§ **Your goal**: Lines from the one containing "chore: update CI" through the end of the data are to be returned exactly, and no others.

##### Data records #####

PR #3505, opened 2025-07-14
chore: update CI 

darshankabariya:
While working on the documentation, I noticed that the Windows CI gets triggered even when it’s not necessary—like during README or docs-only updates. It would be better if we could skip it for such changes.


gabrielmer (approved):
Niiiice, thank you!

Ivansete-status (approved):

#####

§ **Solution below**:
chore: update CI 

darshankabariya:
While working on the documentation, I noticed that the Windows CI gets triggered even when it’s not necessary—like during README or docs-only updates. It would be better if we could skip it for such changes.


gabrielmer (approved):
Niiiice, thank you!

Ivansete-status (approved):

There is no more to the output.